* [WORK TO BE COMPLETED]
Transcribe the full listing word for word, leaving nothing out.

Content starts

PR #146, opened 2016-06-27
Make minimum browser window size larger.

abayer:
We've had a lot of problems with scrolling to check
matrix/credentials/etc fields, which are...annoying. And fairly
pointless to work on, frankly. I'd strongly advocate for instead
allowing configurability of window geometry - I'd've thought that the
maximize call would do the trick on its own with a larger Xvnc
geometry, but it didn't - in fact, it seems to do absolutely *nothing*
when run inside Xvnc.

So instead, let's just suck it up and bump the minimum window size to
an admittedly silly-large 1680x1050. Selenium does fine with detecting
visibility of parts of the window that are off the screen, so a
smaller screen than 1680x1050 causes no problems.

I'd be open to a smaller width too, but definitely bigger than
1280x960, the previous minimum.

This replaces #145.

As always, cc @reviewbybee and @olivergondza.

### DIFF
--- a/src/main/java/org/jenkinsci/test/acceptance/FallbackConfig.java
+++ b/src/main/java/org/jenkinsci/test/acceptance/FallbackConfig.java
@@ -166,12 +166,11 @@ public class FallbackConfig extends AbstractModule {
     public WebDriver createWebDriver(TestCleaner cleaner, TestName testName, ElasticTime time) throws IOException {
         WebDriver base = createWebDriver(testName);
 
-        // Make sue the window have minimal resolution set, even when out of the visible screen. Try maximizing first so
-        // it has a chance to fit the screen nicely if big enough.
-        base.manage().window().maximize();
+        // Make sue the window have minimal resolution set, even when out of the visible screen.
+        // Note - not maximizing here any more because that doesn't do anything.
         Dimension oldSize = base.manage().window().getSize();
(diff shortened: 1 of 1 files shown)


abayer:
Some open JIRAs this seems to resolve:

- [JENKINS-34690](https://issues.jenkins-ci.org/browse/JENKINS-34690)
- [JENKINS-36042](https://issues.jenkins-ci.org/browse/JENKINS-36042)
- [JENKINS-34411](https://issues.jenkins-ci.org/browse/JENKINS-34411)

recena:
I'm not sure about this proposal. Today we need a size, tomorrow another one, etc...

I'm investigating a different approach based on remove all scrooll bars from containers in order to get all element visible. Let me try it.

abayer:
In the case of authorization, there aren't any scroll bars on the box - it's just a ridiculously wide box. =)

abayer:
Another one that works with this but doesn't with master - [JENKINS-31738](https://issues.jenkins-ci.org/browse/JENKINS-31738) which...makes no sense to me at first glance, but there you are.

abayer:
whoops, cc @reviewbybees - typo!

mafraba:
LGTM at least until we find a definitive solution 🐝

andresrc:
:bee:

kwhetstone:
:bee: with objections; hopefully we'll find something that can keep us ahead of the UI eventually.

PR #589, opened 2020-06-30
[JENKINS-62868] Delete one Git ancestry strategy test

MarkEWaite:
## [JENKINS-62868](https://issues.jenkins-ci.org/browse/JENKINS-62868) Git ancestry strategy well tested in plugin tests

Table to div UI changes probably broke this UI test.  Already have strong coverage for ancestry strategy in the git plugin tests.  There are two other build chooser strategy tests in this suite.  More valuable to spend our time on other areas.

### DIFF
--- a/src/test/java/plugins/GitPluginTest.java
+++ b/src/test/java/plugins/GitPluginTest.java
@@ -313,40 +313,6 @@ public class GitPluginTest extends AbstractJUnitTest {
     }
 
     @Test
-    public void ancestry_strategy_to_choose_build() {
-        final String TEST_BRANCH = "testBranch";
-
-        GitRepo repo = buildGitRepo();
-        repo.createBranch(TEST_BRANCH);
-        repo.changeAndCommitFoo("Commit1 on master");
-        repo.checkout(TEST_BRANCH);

Content ends

* [ANSWER BELOW]
PR #146, opened 2016-06-27
Make minimum browser window size larger.

abayer:
We've had a lot of problems with scrolling to check
matrix/credentials/etc fields, which are...annoying. And fairly
pointless to work on, frankly. I'd strongly advocate for instead
allowing configurability of window geometry - I'd've thought that the
maximize call would do the trick on its own with a larger Xvnc
geometry, but it didn't - in fact, it seems to do absolutely *nothing*
when run inside Xvnc.

So instead, let's just suck it up and bump the minimum window size to
an admittedly silly-large 1680x1050. Selenium does fine with detecting
visibility of parts of the window that are off the screen, so a
smaller screen than 1680x1050 causes no problems.

I'd be open to a smaller width too, but definitely bigger than
1280x960, the previous minimum.

This replaces #145.

As always, cc @reviewbybee and @olivergondza.

### DIFF
--- a/src/main/java/org/jenkinsci/test/acceptance/FallbackConfig.java
+++ b/src/main/java/org/jenkinsci/test/acceptance/FallbackConfig.java
@@ -166,12 +166,11 @@ public class FallbackConfig extends AbstractModule {
     public WebDriver createWebDriver(TestCleaner cleaner, TestName testName, ElasticTime time) throws IOException {
         WebDriver base = createWebDriver(testName);
 
-        // Make sue the window have minimal resolution set, even when out of the visible screen. Try maximizing first so
-        // it has a chance to fit the screen nicely if big enough.
-        base.manage().window().maximize();
+        // Make sue the window have minimal resolution set, even when out of the visible screen.
+        // Note - not maximizing here any more because that doesn't do anything.
         Dimension oldSize = base.manage().window().getSize();
(diff shortened: 1 of 1 files shown)


abayer:
Some open JIRAs this seems to resolve:

- [JENKINS-34690](https://issues.jenkins-ci.org/browse/JENKINS-34690)
- [JENKINS-36042](https://issues.jenkins-ci.org/browse/JENKINS-36042)
- [JENKINS-34411](https://issues.jenkins-ci.org/browse/JENKINS-34411)

recena:
I'm not sure about this proposal. Today we need a size, tomorrow another one, etc...

I'm investigating a different approach based on remove all scrooll bars from containers in order to get all element visible. Let me try it.

abayer:
In the case of authorization, there aren't any scroll bars on the box - it's just a ridiculously wide box. =)

abayer:
Another one that works with this but doesn't with master - [JENKINS-31738](https://issues.jenkins-ci.org/browse/JENKINS-31738) which...makes no sense to me at first glance, but there you are.

abayer:
whoops, cc @reviewbybees - typo!

mafraba:
LGTM at least until we find a definitive solution 🐝

andresrc:
:bee:

kwhetstone:
:bee: with objections; hopefully we'll find something that can keep us ahead of the UI eventually.

PR #589, opened 2020-06-30
[JENKINS-62868] Delete one Git ancestry strategy test

MarkEWaite:
## [JENKINS-62868](https://issues.jenkins-ci.org/browse/JENKINS-62868) Git ancestry strategy well tested in plugin tests

Table to div UI changes probably broke this UI test.  Already have strong coverage for ancestry strategy in the git plugin tests.  There are two other build chooser strategy tests in this suite.  More valuable to spend our time on other areas.

### DIFF
--- a/src/test/java/plugins/GitPluginTest.java
+++ b/src/test/java/plugins/GitPluginTest.java
@@ -313,40 +313,6 @@ public class GitPluginTest extends AbstractJUnitTest {
     }
 
     @Test
-    public void ancestry_strategy_to_choose_build() {
-        final String TEST_BRANCH = "testBranch";
-
-        GitRepo repo = buildGitRepo();
-        repo.createBranch(TEST_BRANCH);
-        repo.changeAndCommitFoo("Commit1 on master");
-        repo.checkout(TEST_BRANCH);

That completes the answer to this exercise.